The Jan. 31 Gazette article (“3 dead in murder-suicide”) about Robert Livingston shooting his wife, mother-in-law, and himself noted that the couple’s girls “were in the residence at the time of the shootings but were not hurt, police said.”
The Feb. 1 article (“Police visited home 2 days before shootings”) stated, “Police … have not said whether (the girls) witnessed the killings. Police did say the children were unharmed.”
I sympathize with the difficult task of disseminating information in the wake of an unspeakable tragedy.
But to say that children are not hurt or harmed when their mom, grandma and dad violently are killed simply is not true.

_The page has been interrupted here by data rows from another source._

PR #1579, opened 2017-03-13
Update sine function

aseth1:
Added a DC `offset` to the `Sine` `Function` and updated its properties.

### DIFF
--- a/OpenSim/Common/Sine.h
+++ b/OpenSim/Common/Sine.h
@@ -107,7 +107,7 @@ public:
 private:
     void constructProperties() {
         constructProperty_amplitude(1.0);
-        constructProperty_omega(2 * SimTK::Pi);
+        constructProperty_omega(1.0);
         constructProperty_phase(0.0);
         constructProperty_offset(0.0);
     }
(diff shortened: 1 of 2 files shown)


OpenSim/Common/Sine.h
```diff
@@ -135,11 +104,18 @@ OpenSim_DECLARE_CONCRETE_OBJECT(Sine, Function);
     int getArgumentSize() const override {return 1;}
     int getMaxDerivativeOrder() const override {return 10;}
 
+private:
+    void constructProperties() {
+        constructProperty_amplitude(1.0);
+        constructProperty_omega(2 * SimTK::Pi);
```
chrisdembia: I think we should leave the default value as it was. I actually think the name for this property is not correct; usually `f = 2*pi*omega`, so this property should be called "frequency" (as there is no `2*pi` in `calcValue()`). Changing `omega`'s default to `2*pi` is even more confusing, I think. It also makes sense that default properties just give `sin(x)`. Consider that this function is not necessarily only used for functions of time; sin(2*pi*(joint_angle_in_radians))` doesn't make much sense.

This change is also backwards-incompatible (I wouldn't say that the mechanism we have for preserving defaults in a backwards compatible way, via the `defaults` node in XML files, is fully functional).

tkuchida:
Test failure is unrelated (timeout of testCMCEMGDrivenArm_Millard on clang/Debug); merging.

PR #1581, opened 2017-03-13
Expose Rotation multiply() in SWIG (wrapping)

aseth1:
Exposes C++ `operator*` as Rotation.multiply() via scripting and enables native rotation of a `Vec3` or a `RowVectorVec3` (rows of a `TimeSeriesTableVec3`).

Addresses issue raised in review of #1434. In addition to making it more convenient to use the SimTK::Rotation in MATLAB, it should improve the performance of converting large tables of Marker and Force data.

@jimmyDunne I added a one line test to see if the method was correctly exposed. Can you verify that it works for #1434?

### DIFF
--- a/Bindings/simbody.i
+++ b/Bindings/simbody.i
@@ -186,6 +186,10 @@ namespace SimTK {
     RowVector_<Vec3> multiply(const RowVector_<Vec3>& row) {
         return operator*(*$self, row);
     }
+
+    RowVector_<Vec3> multiply(const RowVectorView_<Vec3>& row) {
+        return operator*(*$self, row);
+    }
 }
 
 
@@ -225,8 +229,8 @@ namespace SimTK {
 typedef int MobilizedBodyIndex;
 
 namespace SimTK {
-%template(ArrayIndexUnsigned) ArrayIndexTraits<unsigned>; 
-%template(ArrayIndexInt) ArrayIndexTraits<int>; 
+%template(ArrayIndexUnsigned) ArrayIndexTraits<unsigned>;
+%template(ArrayIndexInt) ArrayIndexTraits<int>;
 }
 
 %include <SWIGSimTK/PolygonalMesh.h>
--- a/Bindings/simbody.i
+++ b/Bindings/simbody.i
@@ -172,12 +172,23 @@ namespace SimTK {
 %template(MatrixOfSpatialVec) Matrix_<SpatialVec>;
 }
 
-
 %include <SWIGSimTK/Rotation.h>
 namespace SimTK {
 %template(Rotation) SimTK::Rotation_<double>;
 %template(InverseRotation) SimTK::InverseRotation_<double>;
 }
+
+%extend SimTK::Rotation_<double> {
+    Vec3 multiply(const Vec3& v) {
+        return operator*(*$self, v);
+    }
+
+    RowVector_<Vec3> multiply(const RowVector_<Vec3>& row) {
+        return operator*(*$self, row);
+    }
+}
+
+
 // Transform
 %include <SWIGSimTK/Transform.h>
 namespace SimTK {
--- a/Bindings/Java/Matlab/tests/testosimTableStruct.m
+++ b/Bindings/Java/Matlab/tests/testosimTableStruct.m
@@ -10,12 +10,16 @@ labels.add('marker1');labels.add('marker2');
 labels.add('marker3');labels.add('marker4');
 table.setColumnLabels(labels);
 
+R = Rotation(pi/3, Vec3(0.1, 0.2, 0.3));
+
 for i = 1 : 10
     elem = Vec3(randi(10,1),randi(10,1),randi(10,1));
     elems = StdVectorVec3();
     elems.add(elem); elems.add(elem); elems.add(elem); elems.add(elem);
     row = RowVectorOfVec3(elems);
-    table.appendRow(0.1,row);
+    
+    rotatedRow = R.multiply(row);    
+    table.appendRow(0.1,rotatedRow);
 end
 
 % Set the indpendentColumn (Time) values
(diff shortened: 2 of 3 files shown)


aymanhab:
Before we add a new method in the interface file, did you consider using the rename facility in swig especially if multiple operators for many classes will eventually be needed.

chrisdembia:
See here for examples: https://scion.duhs.duke.edu/vespa/gamma/wiki/SwigOperatorRenaming.

chrisdembia:
http://www.swig.org/Doc2.0/SWIG.html#SWIG_rename_ignore

jimmyDunne:
I am getting a Matlab exception ``` Undefined function or variable 'multiply'. ``` when running the test. completely deleted and rebuilt the repo but still get the same error.

chrisdembia:
Do you see a "multiply" function in <build-dir>/Bindings/Java/src/org/opensim/modeling/Rotation.java?

jimmyDunne:
In opensim-build/Bindings/Java/src/org/opensim/modeling/Rotation.java

```
public Vec3 multiply(Vec3 v) {
    return new Vec3(opensimSimbodyJNI.Rotation_multiply__SWIG_0(swigCPtr, this, Vec3.getCPtr(v), v), true);
  }

  public RowVectorOfVec3 multiply(RowVectorOfVec3 row) {
    return new RowVectorOfVec3(opensimSimbodyJNI.Rotation_multiply__SWIG_1(swigCPtr, this, RowVectorOfVec3.getCPtr(row), row), true);
  }
```

In opensim-install/share/OpneSim/java/org/opensim/modelling/Rotation.java

```
 public Vec3 multiply(Vec3 v) {
    return new Vec3(opensimSimbodyJNI.Rotation_multiply__SWIG_0(swigCPtr, this, Vec3.getCPtr(v), v), true);
  }

  public RowVectorOfVec3 multiply(RowVectorOfVec3 row) {
    return new RowVectorOfVec3(opensimSimbodyJNI.Rotation_multiply__SWIG_1(swigCPtr, this, RowVectorOfVec3.getCPtr(row), row), true);
  }
```

jimmyDunne:
Ignore me. I rebuilt again and re-booted Matlab. 
I hadn't restarted Matlab in awhile so must have been using the previous libraries.

jimmyDunne:
getting a row from a `TimesSeriesTableVec3` returns a `RowVectorViewVec3` — I added the rotation of this type to the PR. 

I can now successfully rotate a 'RowVectorViewVec3' and have tested 🍾 🎆

Bindings/simbody.i
```diff
@@ -172,12 +172,27 @@ namespace SimTK {
...
+%extend SimTK::Rotation_<double> {
+    Vec3 multiply(const Vec3& v) {
+        return operator*(*$self, v);
+    }
+
+    RowVector_<Vec3> multiply(const RowVector_<Vec3>& row) {
+        return operator*(*$self, row);
+    }
+
+    RowVector_<Vec3> multiply(const RowVectorView_<Vec3>& row) {
```
jimmyDunne: Needed to add this type since table.getRow() returns RowVectorVewVec3()

aseth1:
> Before we add a new method in the interface file, did you consider using the rename facility in swig especially if multiple operators for many classes will eventually be needed.

While agree we want to avoid name collisions, the fact that we extend the `Rotation` class and add member functions and not free functions, means that the context is very specific/limited to `Rotation.multiply()` in which overloading the method is handy for dealing with common types and not having to `multiplyRowVector()`, `multiplyRowVectorView()`, etc... It doesn't seem necessary to have the fully disambiguated names for member functions. Is that not right?

aymanhab:
@aseth1 the issue is not name collision as much as maintenance. If we just tell swig to rename every operator* to multiply then that's easily documented to users and could apply to multiple classes and be one place to change with no need to duplicate methods in the .i file.  I think this can be made to apply to all template instantiations so we don't have to add a method for RowVector, RowVectorView, RowVector3, ..... etc. it depends on how many of these are needed and whether methods already exist (in which case name collision may be an issue indeed) that replicate the functionality of operators.

jimmyDunne:
Ajay and I discussed how a general case would be great, but we are under time considerations that wouldn't allow full development and testing. This PR allows me to move on with the Matlab C3D utility functions (this PR allows me to rotate mocap data) and doesn't cause any other adverse behavior. I can make an issue to address the suggestions made in this thread. @aymanhab does that sound okay?

aymanhab:
Sure @jimmyDunne no problem, you can include the links that @chrisdembia posted earlier as a guidance for a future change if needed. Thanks

aseth1:
Thanks for clarification @aymanhab . If we could use rename to enable all use of operator* that would really be better. How do you feel about merging the PR as is since it enables functionality that is needed now, and explore the use of `rename` in the near future?

aymanhab:
Agreed @aseth1 please feel free to merge when tests pass.

aseth1:
This [failure](https://travis-ci.org/opensim-org/opensim-core/jobs/211040139) seems unrelated to the changes and related to posting doxygen pages to sourceforge.

chrisdembia:
I vaguely remember looking into exposing more operators in the bindings, and my recollection was that Simbody's templating of the operators in a lot of cases was too complex for SWIG to handle.

aseth1:
Build [6678.4](https://travis-ci.org/opensim-org/opensim-core/jobs/211040146) timing out is unrelated (does not build wrapping).

aseth1:
@aymanhab @jimmyDunne the related (#1586) issue has been created.

aseth1:
Thanks @jimmyDunne!

jimmyDunne:
Thankyou!! 
tenor

PR #1583, opened 2017-03-14
Update WrapObject XML appearance options.

### LINKED ISSUE #1553: Display preference for wrap objects is not remembered
This issue is related to https://github.com/opensim-org/opensim-gui/issues/87: a model will display its wrap surfaces even if a v3.3 model file says it's not supposed to display a wrap surface. This might be because the `display_geometry` property of wrap objects is not being used in `updateFromXML()`?

chrisdembia:
This PR fixes #1553.  It introduces a test to make sure that a WrapObject's `display_preference` and `color` are maintained through the XML version updates. And I added the necessary updateFromXMLNode code to get the test to pass. The model I added to the repo consists mainly of 3 WrapObjects.

~~I marked this PR as WIP because the default color should be cyan, not white; and I have yet to handle the SurfaceProperty "representation" (e.g., wireframe, etc.).~~

This PR now handles the default color properly, and handles "representation."


chrisdembia:
Ready for review.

To imply that the girls may not have “witnessed” the killings when they were in the same home ignores reality. Children witness family violence even if they don’t see a specific act as it happens.
In such acts of violence, kids hear parents’ voices and gunshots. They hear the ambulance and police arrive and interact with them as they enter the home. Kids see the aftermath in their homes. They experience the absence of parents and the shift in caretakers.
As Leigh Goodmark, a University of Baltimore law professor, has put it, “All of these forms of witnessing can have the same detrimental impact on children as actually watching an event take place.”
We can stop perpetuating the myth that children are not harmed by domestic violence by using more accurate language.
When we narrow the definition of “hurt” or “witnessing,” we ignore the impact of domestic violence on the most vulnerable.